Today it seems that European culture and civilization, once conceived and born in the craggy hills of Crete, Greece, and the Apennines, will be drowned in the monotonous, muddy plains between Paris and Moscow.

I feel this deeply. These are my people, recognizable across divides of time, culture, and an ocean. Kuehnelt-Leddihn calls us “mountaineers.” I call us “hillbillies,” a term I use with pride.

Read Butler’s piece, and seek Kuehnelt-Leddihn’s work out sometime and let him challenge you—especially if you’re a conservative.
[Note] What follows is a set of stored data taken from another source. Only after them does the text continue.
PR #5165, opened 2026-08-18
Drop late streamed replies without routing errors

nvidianz:
## Summary

- mark streamed response transport frames as optional so a reply that outlives its requester is dropped without ERROR-level routing noise
- log asynchronous undeliverable response diagnostics at DEBUG
- preserve reliable response delivery, receiver-side stream error propagation, and oversized server-job response fail-fast behavior
- add focused regression coverage for late response handling

## Root cause

A Collab caller can time out and remove its request waiter while the remote method continues running. If the server workflow exits before that method returns, the server job cell route is also removed. The later client response is sent as a reliable stream whose outer data frames were marked required, so the root server reported `cannot forward req: no path` at ERROR even though the caller had already received the expected timeout.

Response streams are now transport-optional. This affects transport logging only: active callers still receive the response or the correlated stream error, and reliable delivery remains enabled.

## Impact

Expected late replies following a handled Collab timeout no longer create false server/client error events. The workflow continues to receive `CollabCallError` for the original timeout.

## Testing

- `python -m pytest -q tests/unit_test/collab/runtime tests/unit_test/fuel/f3/cellnet` (225 passed)
- focused stream-adapter regressions (2 passed)
- `./runtest.sh -s` under Python 3.12

Jira: [FLARE-3134](https://jirasw.nvidia.com/browse/FLARE-3134)


nvflare/fuel/f3/streaming/byte_streamer.py
```diff
@@ -274,17 +281,34 @@ def __init__(
...
 
+    @staticmethod
+    def _new_send_error(msg: str, send_error=None) -> StreamError:
+        if send_error == ReturnCode.TARGET_UNREACHABLE:
+            return StreamTargetUnreachable(msg)
+        return StreamError(msg)
+
+    def _new_pending_error(self, msg: str, seq=None) -> StreamError:
+        if seq is not None:
+            return self._new_send_error(msg, self.pending_send_errors.get(seq))
```
YuanTingHsieh: Could we add a regression test for the actual routed topology before merging? The current test makes the sender’s local `fire_and_forget()` return `TARGET_UNREACHABLE`, but in the reported scenario the responder still has a valid first hop to the root server. That send succeeds locally; the root later finds the destination job cell missing and drops the fire-and-forget frame, so no unreachable result reaches `TxTask`.

With `pending_send_errors[seq]` remaining `None`, retry exhaustion produces a generic `StreamError`, and `_handle_reply_stream_done()` still logs it at ERROR level on the responder. This appears to remove the server routing ERROR while potentially leaving a delayed client ERROR.

Please test first-hop success plus downstream route removal and assert that the expected late reply creates no ERROR-level server or client logs. If this reproduces, the routed failure needs to be propagated or otherwise correlated as a stale reply rather than relying only on the sender’s local send result.

YuanTingHsieh (commented):
One routed late-response case still needs coverage.

nvflare/fuel/f3/streaming/byte_streamer.py
nvidianz: Addressed in fd1751a6b. Forwarding cells now report downstream stream-routing failures to the original sender through the existing stream-error topic, preserving the failed receiver for correlation. `TARGET_UNREACHABLE` is surfaced as `StreamTargetUnreachable`, so a stale reply remains diagnostic-only; other forwarding failures remain regular stream errors. I added a real multiprocess CoreCell/ConnManager regression that connects the destination, removes it, verifies the sender’s first hop to `server` succeeds, and asserts no ERROR-level server or client-callback logs. Focused tests: 151 passed; full `./runtest.sh -s`: passed.

nvflare/fuel/f3/streaming/byte_streamer.py
```diff
@@ -728,8 +804,14 @@ def _purge_error_contexts(cls, now: float):
...
     @staticmethod
     def _matches_error_context(message: Message, context: _TxTaskContext) -> bool:
+        origin = message.get_header(MessageHeaderKey.ORIGIN)
+        receiver = message.get_header(StreamHeaderKey.ERROR_RECEIVER, origin)
         return (
-            message.get_header(MessageHeaderKey.ORIGIN) == context.target
+            receiver == context.target
+            and (
+                origin == context.target
+                or message.get_header(StreamHeaderKey.ERROR_TYPE) == StreamTargetUnreachable.__name__
```
YuanTingHsieh: **P2 — Generic forwarded errors cannot correlate.** `_forward_error_handler()` emits an ordinary `StreamError` for downstream failures such as `COMM_ERROR`, and sending that notification sets its origin to the forwarding cell. Here `origin != context.target`, while the forwarding exception is allowed only for `StreamTargetUnreachable`, so every generic forwarded error is rejected as uncorrelated and an active stream waits for retry exhaustion instead of failing promptly. Please either accept appropriately correlated forwarded errors generally or emit feedback only for the supported unreachable case, and add coverage for a downstream `COMM_ERROR`.

nvflare/fuel/f3/streaming/byte_streamer.py
```diff
@@ -274,17 +281,34 @@ def __init__(
...
+    @staticmethod
+    def _new_send_error(msg: str, send_error=None) -> StreamError:
+        if send_error == ReturnCode.TARGET_UNREACHABLE:
+            return StreamTargetUnreachable(msg)
+        return StreamError(msg)
+
+    def _new_pending_error(self, msg: str, seq=None) -> StreamError:
+        if seq is not None:
+            return self._new_send_error(msg, self.pending_send_errors.get(seq))
+        if self.pending_send_errors and all(
```
YuanTingHsieh: **P2 — Protect pending-error inspection with `retry_lock`.** `send_loop()` calls `_new_pending_error()` without holding the lock, while `handle_ack()` can remove entries and the retry scheduler can update them concurrently. Iterating this live dictionary can raise `dictionary changed size during iteration` or classify the timeout from inconsistent state. Please inspect the mapping under `retry_lock` (or take a locked snapshot); the lock is an `RLock`, so callers already holding it remain safe.

YuanTingHsieh (commented):
Two remaining P2 issues after the routed late-response fix.

nvflare/fuel/f3/streaming/byte_streamer.py
nvidianz: Addressed in 944f7607f. Forwarded stream errors now correlate through the explicit ERROR_RECEIVER header for all error types, while still requiring the stream ID, channel, topic, and request ID context to match. A downstream COMM_ERROR regression verifies that the active sender fails promptly with a regular StreamError rather than waiting for retry exhaustion.

nvflare/fuel/f3/streaming/byte_streamer.py
nvidianz: _new_pending_error() now inspects pending_send_errors while holding retry_lock; the existing RLock keeps calls from retry paths safe. Added regression coverage that asserts both keyed lookup and values iteration occur while the lock is owned. Addressed in 944f7607f. Validation: 153 focused tests and full ./runtest.sh -s passed.

YuanTingHsieh:
The latest change introduces a regression for non-optional reliable streams. In a three-cell route with a transient 3-second next-hop outage, the stream previously recovered and delivered in about 5.01 seconds. After this change, the first forwarded `COMM_ERROR` is correlated through `ERROR_RECEIVER`, immediately terminates the stream at t=0, and fast-fails the live waiter instead of allowing the reliable retry mechanism to recover.

Please gate the bounced error—or the sender-side stream termination and waiter overwrite—on `MessageHeaderKey.OPTIONAL`. `_forward_error_handler` already reads this header. Late optional replies should still fail promptly with `StreamTargetUnreachable`, while non-optional reliable streams must retain their retry-until-`retry_timeout` contract.

Please also add a regression test where a transient no-route window heals within `retry_timeout` and a non-optional reliable stream successfully delivers.

nvidianz:
Addressed in 76c05d3cf. Forwarded route errors are now bounced only for optional streams, so non-optional reliable streams retain their retry-until-retry_timeout contract. Added both focused gating coverage and a live multiprocess CoreCell/ConnManager regression: the first downstream route attempt fails, the receiver reconnects within retry_timeout, and the reliable stream successfully delivers on retry. Validation: 155 focused tests and full ./runtest.sh -s passed.

YuanTingHsieh (dismissed):

nvflare/fuel/f3/cellnet/cell.py
```diff
@@ -160,6 +160,14 @@ def _handle_reply_stream_done(self, reply_future):
             )
             os._exit(1)
 
+        if isinstance(error, StreamTargetUnreachable):
+            # A response can finish after the requester has timed out and removed its waiter or job cell. The
+            # requester already owns the request outcome, so an unreachable target is diagnostic only.
+            self.logger.debug(
+                f"streamed response from {self.my_info.fqcn} was not delivered: {secure_format_exception(error)}"
+            )
+            return
```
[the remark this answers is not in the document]
nvidianz: Fixed in d2cd1f54d. The response completion callback now downgrades `StreamTargetUnreachable` only when the original request was explicitly optional. Required response delivery failures remain ERROR-level diagnostics. Added focused coverage for both optional and required cases, and updated the routed optional-stream test to pass the request context through the callback. All 69 targeted tests and the full `./runtest.sh -s` style suite pass.

YuanTingHsieh:
**P1 — The default Collab timeout path still produces a responder-side ERROR.**

`_send_response()` sends the response stream with transport `optional=True`, but registers `_handle_reply_stream_done()` with `optional`, which is the original request's flag. A normal Collab call uses `CallOption.optional=False`. In the default timeout sequence, the request times out, its job-cell route is removed, and the late response finishes with `StreamTargetUnreachable`; the callback therefore receives `optional=False` and logs the terminal result at ERROR. This suppresses the relay/server routing ERROR but still violates the clean client-log requirement.

The updated routed test avoids this path by manually passing `True` to `_handle_reply_stream_done()`. Please add a regression using a default/non-optional Collab request (or an equivalent request with `MessageHeaderKey.OPTIONAL=False`) that times out before the remote result returns, then assert that the late response produces no ERROR-level server or responder logs.

The original request's `optional` flag is not a proxy for whether its waiter or job-cell route still exists. Please classify this using the response transport/lifecycle context instead.

nvidianz:
Addressed in 4c744bdb0. The responder no longer uses the original request optional flag as a proxy for lifecycle state. Request streams now carry their wait budget, and the responder establishes a local monotonic deadline when dispatch begins. A StreamTargetUnreachable is downgraded only when the response was produced after that deadline; failures while the requester should still be waiting remain ERROR-level. Progress-extended requests intentionally omit this fixed deadline. Added coverage for a default optional=False request whose result is produced after timeout, plus coverage that the wait budget is propagated. All 89 targeted tests and the full ./runtest.sh -s suite pass.

nvflare/fuel/f3/cellnet/cell.py
```diff
@@ -160,11 +166,19 @@ def _handle_reply_stream_done(self, reply_future):
             )
             os._exit(1)
 
+        if response_was_late and isinstance(error, StreamTargetUnreachable):
+            # A response produced after the request's wait budget can outlive its requester or job cell. The
+            # requester already owns the timeout outcome, so an unreachable late target is diagnostic only.
+            self.logger.debug(
+                f"streamed response from {self.my_info.fqcn} was not delivered: {secure_format_exception(error)}"
+            )
+            return
```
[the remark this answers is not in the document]
nvidianz: Addressed in a3fd5fc75 by removing elapsed-time classification entirely. The completion callback now uses the response stream transport context: streamed responses are deliberately transport-optional because they may outlive the requester, while request-level failure remains owned by the requester through its correlated error or timeout. The callback cannot reliably infer remote waiter state, so StreamTargetUnreachable on this optional transport is diagnostic; other stream failures remain ERROR-level. The default optional=False request regression exercises this actual path. All 88 focused tests and the full style suite pass.

nvidianz:
Follow-up: a3fd5fc75 simplifies the fix to use the response transport context directly, as requested. It removes the local deadline heuristic because it cannot authoritatively represent the remote waiter lifecycle. Default Collab requests still use optional=False, but their response stream is intentionally transport-optional; an unreachable response is therefore diagnostic while the requester owns the timeout/error outcome. The focused default-request regression remains, and 88 targeted tests plus the full style suite pass.

nvflare/fuel/f3/streaming/stream_const.py
```diff
@@ -54,6 +54,7 @@ class StreamHeaderKey:
     OFFSET = STREAM_PREFIX + "os"
     ERROR_MSG = STREAM_PREFIX + "em"
     ERROR_TYPE = STREAM_PREFIX + "et"
+    ERROR_RECEIVER = STREAM_PREFIX + "er"
```
YuanTingHsieh: Nit before this ships: rename `StreamHeaderKey.ERROR_RECEIVER` -> `FAILED_DESTINATION` (and optionally the wire value `stream_er` -> `stream_fd`). The header holds the `DESTINATION` of the frame that could not be forwarded, not the receiver of the error — `ERROR_RECEIVER` reads as the cell the error is delivered to, which here is the sender. Since the header is introduced by this PR, the rename (including the wire string) is free now; after release it becomes a mixed-version compatibility surface between relays and senders. Optionally the `receiver=` fields in the "Ignored uncorrelated stream error" log lines could follow to `failed_destination=` for the same clarity.

nvidianz: Addressed in c06f9f315. Renamed the new header to StreamHeaderKey.FAILED_DESTINATION and changed its wire key to stream_fd before release. Related variables and diagnostic fields now use failed_destination consistently. The focused streaming, Cell, and Collab suite passes with 110 tests.

YuanTingHsieh (approved):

The Menace of the Herd is bracing and full of great passages but not my favorite of his books; another early one, Liberty or Equality, is on the same level, and helpfully set two incompatible abstractions in opposition for me for the first time. I’d recommend Leftism: From De Sade and Marx to Hitler and Marcuse for its scope and trenchant historical argumentation. The sort-of sequel, Leftism Revisited, is better remembered and seems more readily available, but I’ve yet to read that one. If you’d like a shorter read, seek out his early essay “Credo of a Reactionary,” which takes a bit of digging but can be found free online.
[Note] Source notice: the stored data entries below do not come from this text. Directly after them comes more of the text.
PR #5171, opened 2026-08-19
Harden certless admin sessions and listener binding

nvidianz:
## Summary

- fail closed when an admin session token cannot be signature-verified
- reject admin login when the server signing identity is unavailable
- bind the admin listener to the explicit `admin_host` setting
- normalize localhost and IPv4/IPv6 loopback literals to IPv4 loopback
- reject unsupported non-loopback IPv6 admin bind literals before constructing a CellNet URL
- warn when an insecure admin listener is exposed on a non-loopback interface

## Root cause

`Session.decode_token()` treated the identity asserter as optional and decoded attacker-controlled session attributes without signature verification when it was absent. `LoginModule.pre_command()` could then recreate an authenticated session from that unverified token.

Separately, `BaseServer.deploy()` used the general listener host for the admin URL and ignored the explicit `admin_host` setting, causing the admin/HCI listener to bind more broadly than intended. The provisioned `admin_server` identity remains an advertised endpoint and is intentionally not used as a local bind address.

## Impact

Certless deployments can no longer authenticate or recreate sessions from unsigned or forged tokens. Admin listener exposure now follows the configured host, and insecure non-loopback exposure is made explicit at startup.

## Validation

- `574 passed`: `tests/unit_test/fuel/hci` and `tests/unit_test/private/fed/server`
- `54 passed`: focused final regression suite
- scoped Black, isort, Flake8, and `git diff --check` passed
- full `./runtest.sh -s` reached Black but was blocked by three pre-existing generated Python files under `node_modules`; no changed file failed style validation


pcnudde:
remove the jira reference please.

nvidianz:
Removed the Jira reference from the PR description.

pcnudde (dismissed):

nvflare/private/fed/server/fed_server.py
```diff
@@ -82,6 +83,35 @@
...
+    return _normalize_loopback_host(host) == "127.0.0.1"
+
+
+def _normalize_admin_host(host: str) -> str:
+    """Normalize a configured admin bind host and reject unsupported IPv6 listeners."""
+    normalized_host = _normalize_loopback_host(host)
+    try:
+        address = ipaddress.ip_address(host.strip("[]"))
+    except ValueError:
+        return normalized_host
```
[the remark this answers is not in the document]
nvidianz: Fixed in d9ef0e651. IPv6 parsing now trims surrounding whitespace before removing brackets, so padded non-loopback IPv6 literals are rejected before URL construction. I also added a focused regression test. The targeted server tests pass (42 tests), and scoped Black/isort/flake8 plus agent-skill lint pass. The full style command was also run; it is blocked only by three pre-existing generated node_modules Python files outside this change.

nvflare/private/fed/server/fed_server.py
```diff
@@ -82,6 +83,35 @@
...
+def _normalize_admin_host(host: str) -> str:
+    """Normalize a configured admin bind host and reject unsupported IPv6 listeners."""
+    normalized_host = _normalize_loopback_host(host)
+    try:
+        address = ipaddress.ip_address(host.strip().strip("[]"))
+    except ValueError:
+        return normalized_host
+    if isinstance(address, ipaddress.IPv6Address) and not address.is_loopback:
+        raise ValueError(f"IPv6 admin_host is not supported: {host}")
+    return normalized_host
```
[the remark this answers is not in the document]
nvidianz: Fixed in a901f4110. `_normalize_admin_host` now trims the configured value before normalization and URL construction, covering padded IPv4 addresses and hostnames as well as IPv6 literals. Added regression cases for both IPv4 and hostname inputs. All 44 focused tests and scoped Black/isort/flake8 plus agent-skill checks pass.

nvflare/private/fed/server/fed_server.py
```diff
@@ -172,14 +203,22 @@ def deploy(self, args, grpc_args=None, secure_train=False, enable_admin_listener
...
+            configured_admin_host = grpc_args.get("admin_host")
+            admin_host = _normalize_admin_host(configured_admin_host) if configured_admin_host else url_host
+            if not secure_train and not _is_loopback_host(admin_host):
+                self.logger.warning(
+                    f"insecure admin listener is exposed on non-loopback host '{admin_host}'; "
+                    "set secure_train=true or configure admin_host as a loopback address"
+                )
+            admin_url = f"{scheme}://{admin_host}:{admin_port}?{ADMIN_LISTENER_KEY}=true"
             if admin_port == fl_port:
                 root_url = [admin_url]
```
YuanTingHsieh, line 261: **[P1] Preserve FL reachability when the admin host shares the FL port**

With `service.target = server.example:8002`, `admin_host = 127.0.0.1`, and no explicit `admin_port`, `admin_port == fl_port` and this replacement makes the only Cell listener `tcp://127.0.0.1:8002?admin_listener=true`. Remote FL clients can no longer connect. This is also the configuration suggested by the warning above. Require a distinct `admin_port` whenever the admin bind host differs from the FL bind host, or reject this shared-port configuration before constructing `root_url`; please add a regression case for it.

nvflare/fuel/hci/server/sess.py
```diff
@@ -73,9 +73,11 @@ def make_token(self, id_asserter: IdentityAsserter):
         return f"{bds}:{signature}"
 
     @staticmethod
-    def decode_token(token: str, id_asserter: IdentityAsserter = None):
+    def decode_token(token: str, id_asserter: IdentityAsserter):
```
YuanTingHsieh, line 77: **[P1] Keep `_check_session` working after requiring an asserter**

`handle_check_session()` still calls `self.get_session(token)` without an identity asserter. That call now reaches `decode_token(token, None)`, the exception is swallowed by `get_session()`, and every valid live session is reported as `SESSION_INACTIVE`. Obtain the HCI server's asserter in the handler and pass it through, and add a regression test exercising the registered `_check_session` command with a signed live token.

YuanTingHsieh (commented):
Two blocking regressions remain on the current head. Both need focused regression coverage before merge.

nvflare/private/fed/server/fed_server.py
nvidianz: Fixed in f0b03f95b. A shared FL/admin port is now rejected when  differs from the FL bind host, preventing a loopback-only admin listener from replacing the externally reachable FL listener. Added focused regression coverage, and clarified the insecure-listener warning to require a distinct admin port.

nvflare/fuel/hci/server/sess.py
nvidianz: Fixed in f0b03f95b. handle_check_session now obtains the HCI server identity asserter from the connection and passes it to get_session. Added a regression that invokes the registered _check_session handler with a signed live token and verifies the OK response. All 54 focused tests and scoped style checks pass.

nvflare/private/fed/server/fed_server.py
```diff
@@ -82,6 +83,36 @@
...
+
+
+def _is_loopback_host(host: str) -> bool:
+    return _normalize_loopback_host(host) == "127.0.0.1"
+
+
+def _normalize_admin_host(host: str) -> str:
+    """Normalize a configured admin bind host and reject unsupported IPv6 listeners."""
+    host = host.strip()
+    normalized_host = _normalize_loopback_host(host)
```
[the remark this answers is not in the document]
nvidianz: Fixed in 025b3571a (current branch head b1ca28e39 after integrating the latest main update). Whitespace-only admin_host values now raise ValueError before URL construction, preventing an empty host from becoming a wildcard bind. Added focused regression coverage. All 46 server tests and scoped Black/isort/flake8 checks pass.

nvflare/private/fed/server/fed_server.py
```diff
@@ -172,14 +205,26 @@ def deploy(self, args, grpc_args=None, secure_train=False, enable_admin_listener
...
+        listening_host = _normalize_loopback_host(service_host) if _is_loopback_host(service_host) else None
         fl_port = int(parts[1])
 
         url_host = listening_host or "0"
         root_url = [f"{scheme}://{url_host}:{fl_port}"]
         if enable_admin_listener:
             admin_port = int(grpc_args.get("admin_port", fl_port))
-            admin_url = f"{scheme}://{url_host}:{admin_port}?{ADMIN_LISTENER_KEY}=true"
+            configured_admin_host = grpc_args.get("admin_host")
+            admin_host = _normalize_admin_host(configured_admin_host) if configured_admin_host else url_host
```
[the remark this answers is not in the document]
nvidianz: Fixed in 975f824ab. The deploy path now distinguishes an unset admin_host (None, which keeps the default bind) from an explicitly configured empty value (which is passed to validation and rejected). The regression is parameterized for both an empty string and whitespace-only input. All 47 focused server tests and scoped style checks pass.

nvflare/private/fed/server/fed_server.py
```diff
@@ -172,14 +203,22 @@ def deploy(self, args, grpc_args=None, secure_train=False, enable_admin_listener
...
+            if not secure_train and not _is_loopback_host(admin_host):
+                self.logger.warning(
+                    f"insecure admin listener is exposed on non-loopback host '{admin_host}'; "
+                    "set secure_train=true or configure admin_host as a loopback address"
+                )
+            admin_url = f"{scheme}://{admin_host}:{admin_port}?{ADMIN_LISTENER_KEY}=true"
```
YuanTingHsieh, line 259: **Blocker.** `admin_port` defaults to `fl_port` here, and provisioning defaults it the same way (`lighter/ctx.py:45`). On that branch `root_url = [admin_url]`, so a configured `admin_host` replaces the bind host of the *only* external listener — FL traffic included.

Repro: `service.target="server.example:8002"` + `"admin_host": "127.0.0.1"`, no `admin_port` → `root_url = ['tcp://127.0.0.1:8002?admin_listener=true']` — every remote FL client gets connection refused. The warning below tells operators to do exactly this.

Suggest failing fast (or ignoring `admin_host` with a warning) when `admin_port == fl_port` and `admin_host` differs from the service host. Also note: in secure mode the reverse direction (non-loopback `admin_host` silently rebinding a loopback FL target) gets no warning at all. Tests only cover `admin_host` with a distinct `admin_port`.

YuanTingHsieh (commented):
Round-2 review at a901f4110. The token-side fix is solid: I traced all wire-token paths (login, pre_command, get_session, recreate_session, logout) and they fail closed; the TokenVerifier binding and algorithm check out. The two new commits address whitespace trimming only.

Two blockers remain (inline): the shared-port `admin_host`/FL-bind coupling and the `_check_session` regression. Remaining inline comments are correctness fixes or non-blocking notes. All findings were reproduced against this head, not just read from the diff.

nvflare/fuel/hci/server/sess.py
```diff
@@ -73,9 +73,11 @@ def make_token(self, id_asserter: IdentityAsserter):
...
         if not isinstance(token, str):
             raise ValueError(f"token must be str but got {type(token)}")
+        if not id_asserter:
```
YuanTingHsieh, line 80: **Blocker.** This raise breaks `handle_check_session` (line 318): it still calls `self.get_session(token)` with the retained `id_asserter=None` default, the ValueError is swallowed by `get_session`'s `except Exception`, and the registered, filter-exempt `_check_session` command now always answers SESSION_INACTIVE.

Verified with a live session: `get_session(token, asserter)` returns it; `get_session(token)` returns None for the same valid token.

Fix: fetch the asserter from `conn.get_prop(ConnProps.HCI_SERVER)` in `handle_check_session`, and drop the `None` default on `get_session` so no future caller can hit this silently.

nvflare/private/fed/server/fed_server.py
```diff
@@ -172,14 +203,22 @@ def deploy(self, args, grpc_args=None, secure_train=False, enable_admin_listener
         if len(parts) != 2:
             raise RuntimeError(f"bad service target: {target}")
 
-        listening_host = "127.0.0.1" if parts[0].rstrip(".").lower() == "localhost" else None
+        service_host = parts[0]
+        listening_host = _normalize_loopback_host(service_host) if _is_loopback_host(service_host) else None
```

As a final measure of my appreciation for Kuehnelt-Leddihn, a character in several stories and a novel that I’ve been planning is based directly on him. You’ll know him if and when I ever write these—just look for a version of the above remarks about the mountains, delivered as a speech by a man in khaki standing on a precipice in the Holy Land.

But that’s for another time. Meanwhile, get to the mountains.

Footnotes

*The Austrian aspect of this is crucial to understanding Kuehnelt-Leddihn. Butler: “In 1990, EKL lamented in National Review that the ‘democrats’ prevailed in urging the dissolution of the Habsburg empire. This left its former subjects ‘to their unhappy, and in some cases truly gruesome, fates.’” Just yesterday I was reading about Peter Lorre, a German-speaking Hungarian Jew born in a majority Slovak region of the Austro-Hungarian Empire. A vision of a lost world.
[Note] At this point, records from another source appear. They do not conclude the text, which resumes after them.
PR #5177, opened 2026-08-20
Fixes repeatable participant selection and exclusion handling for POC commands.

nvkevlu:
Fixes repeatable participant selection and exclusion handling for POC commands.

### Description

Allows -p/--service and -ex/--exclude to be repeated with nvflare poc start and nvflare poc stop, preserving every participant instead of silently keeping only the last value. It also fixes stop routing so exclusions are honored and updates the related documentation, examples, migration guide, and 2.9 release notes.

Follows up after https://github.com/NVIDIA/NVFlare/pull/5155.

### Types of changes

- [ ] Documentation updated.


nvflare/tool/poc/poc_commands.py
```diff
@@ -1994,10 +2005,15 @@ def _stop_poc(
...
     if services_list is None:
         services_list = []
-    if excluded is None:
-        excluded = [service_config[SC.FLARE_PROJ_ADMIN]]
-    else:
-        excluded.append(service_config[SC.FLARE_PROJ_ADMIN])
+    user_excluded = list(excluded or [])
+    excluded = list(user_excluded)
+    project_admin = service_config[SC.FLARE_PROJ_ADMIN]
+    if project_admin not in excluded:
```
YuanTingHsieh, line 2011: [P2] Reject or actually stop explicitly selected admin consoles

This still produces a false-success result on the current head. For example, `nvflare poc stop -p admin@nvidia.com -p site-1` always adds the project admin to `excluded`, so only `site-1` gets a stop command; after that client exits, the command returns `status: stopped` even though the explicitly selected admin console is still running. A selected secondary admin similarly gets only an unused `shutdown.fl` touch and is omitted from the PID wait. Since `-p` accepts participant names and this PR supports mixed repeated selections, please either reject admin stop targets explicitly or terminate and wait for them, with a regression test for the mixed admin/client case.

YuanTingHsieh (commented):
One remaining correctness issue in the repeated stop-selection path.

nvflare/tool/poc/poc_commands.py
```diff
@@ -2029,6 +2054,7 @@ def _stop_poc(
             project_config,
             excluded=excluded,
             services_list=services_list,
+            wait=wait,
```
YuanTingHsieh, line 2057: Is making local/subset stops blocking by default an intentional behavior change? Historically, a bare/default stop used coordinated shutdown and waited, while `nvflare poc stop -p site-1` used the local `_run_poc` path and was effectively fire-and-forget. Passing `wait=True` here changes that command to block for up to 30 seconds and potentially fail with a timeout; exclusion-based stops now inherit the same new behavior. If this is the desired contract, should we call out the subset-stop compatibility change explicitly in the migration/release notes? If not, we may want to preserve the previous local behavior and distinguish its result from `status: stopped`. What behavior do we intend?

YuanTingHsieh (commented):
Question about the intended compatibility contract for local POC shutdown.

nvflare/tool/poc/poc_commands.py
nvkevlu: Previously, subset stops returned immediately while incorrectly reporting status: stopped and wait: true. The new behavior makes the contract consistent.

This also matches behavior for bare nvflare poc stop with no -p or -ex

The release and migration notes have been updated.

YuanTingHsieh (approved):
Approved. The shutdown behavior is now internally consistent: normal stops wait before reporting `status: stopped`, while `--no-wait` is the explicit fire-and-forget path. The repeated participant/exclusion handling, admin-console validation, timeout handling, tests, and user-facing documentation look good.

Non-blocking documentation suggestion: the 2.9 release notes now mention that targeted and exclusion-based stops wait, but the migration-guide POC section still only describes repeatable options and honored exclusions. Consider adding the same wait/`--no-wait` compatibility note there.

**Including many, many asides and discursive tangents in his footnotes. I excised the footnotes from the passage in The Menace of the Herd that I quote but include my own in this post as a tribute.

†William F Buckley’s Cancel Your Own Goddam Subscription, an anthology of National Review letters to the editor and his responses, includes a genuinely hilarious exchange in which Kuehnelt-Leddihn spends several pages cataloging the linguistic, cultural, and historical errors and miscalculations in Buckley’s latest spy thriller. Buckley replies: “Dear Erik: Forget it. Am resigning, going back to school. What can I pay you not to read my next book?”

‡Anglophiles and Scots will get some sense of Kuehnelt-Leddihn’s loyalties and beliefs from his pen name: Francis Stuart Campbell.